What Are the Symptoms of Someone Who Has Endured a Traumatic Brain Injury?
One of the complicating issues in these types of cases is the fact that lots of the symptoms experienced by folks who suffer head injuries are non-specific, meaning they could be symptoms of other conditions. In fact, many TBIs co-occur with other injuries, often including orthopedic injuries, nerve injuries and injuries causing chronic pain. So, healthcare providers are challenged with determining, based upon the history and the complaints of symptoms and the physical examination, what is causing the symptoms complained of. Part of that task involves determining if co-occurring or co-morbid conditions can be excluded as the cause of post concussion type of symptoms. This task can be difficult, but healthcare providers routinely engage in the differential diagnostic process. In cases involving head injury, there are certain imaging studies and neuropsychological measures that can be used to identify injuries and deficits that are more commonly explained by head trauma rather than symptoms considered to be common to more than one cause.
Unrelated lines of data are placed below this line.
PR #2774, opened 2026-06-12
fix profile reload issue

woobenskyp:
The myprofile page was using the public profile endpoint to populate itself. This caused some private information to be missing, e.g., Gordon ID.


jsenning (approved):
LGTM

PR #2779, opened 2026-06-22
Restore .env.development

jsenning:


jsenning (commented):
LGTM - just restoring default configuration

PR #5, opened 2022-11-11
Allow extrapolation of step time series for the logical check

evertoncolling:
This PR includes an optional `endTime` parameter to the **Logical Check**. This allows the routine to extrapolate a step time series up to the `endTime` before executing the logical check operation. If a user provides a value for `endTime`, but the provided time series is not of type `step`, we don't extrapolate until the `endTime`.

### DIFF
--- a/Cognite.DataProcessing/DataSampling.cs
+++ b/Cognite.DataProcessing/DataSampling.cs
@@ -98,7 +98,7 @@ namespace Cognite.DataProcessing
         /// <param name="ts">The time series to evaluate</param>
         /// <param name="threshold">The threshold to use for the logical check</param>
         /// <param name="check">The logical check to use</param>
-        /// <param name="endTime">The logical check to use</param>
+        /// <param name="endTime">End time in milliseconds since Epoch</param>
         /// <returns>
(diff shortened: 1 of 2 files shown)


Cognite.DataProcessing/DataSampling.cs
```diff
@@ -98,16 +98,22 @@ public static TimeSeriesData UnionLogicTimeSeries(TimeSeriesData ts1, TimeSeries
         /// <param name="ts">The time series to evaluate</param>
         /// <param name="threshold">The threshold to use for the logical check</param>
         /// <param name="check">The logical check to use</param>
+        /// <param name="endTime">The logical check to use</param>
```
lprovensi, line 101:
```suggestion
        /// <param name="endTime">The logical check to use, in milliseconds since Epoch</param>
```

lprovensi (approved):
Nice :)

Cognite.DataProcessing/DataSampling.cs
evertoncolling: Very good catch!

It’s much easier to deal with symptoms by category because someone who sustains a head injury can have symptoms in essentially four different categories. There can be cognitive, emotional, behavioral, and physical symptoms.
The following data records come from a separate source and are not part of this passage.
PR #10, opened 2023-01-02
Base class for implementing connectors

lprovensi:
Abstract class with heartbeat reporting functionality


evertoncolling (approved):
LGTM 👍

PR #11, opened 2023-01-05
Base client class for connecting to COM automation servers

lprovensi:
Some simulators such as PROSPER and PetroSIM can be accessed through COM automation servers. This is a base class to implement connectors as automation clients.
At the moment, there is not a good solution to test this in CI/CD, thus there are no tests in this PR


evertoncolling (approved):
Great to have the COM interface initialisation captured in a generic manner! 👍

Physical symptoms could include nausea or vomiting, dizziness, headache, loss of consciousness, a seizure, and neck pain. It’s pretty common that people who have head injury also experience neck pain because the head is attached to the neck, and if there is trauma to the head, very likely there is also going to be trauma to the neck. There also can be sensitivity to noise; sensitivity to light; vestibular or balance problems; problems with vision, such as blurred vision; or inability to focus the eyes. There can be fatigue, or there can be a dazed sense.
Cognitive symptoms can be difficulty concentrating; attending, or problems with attention; difficulty remembering; slower processing; memory issues; or forgetting recent events. The head injury generally won’t impact long term memory, things that happened a long time ago, but can impact the recollection of recent events, or can manifest itself in confusion, repeating the same statements or questions, slowed processing revealed in terms of responding to questions and decision making, and amnesia, both from before the injury and after the injury.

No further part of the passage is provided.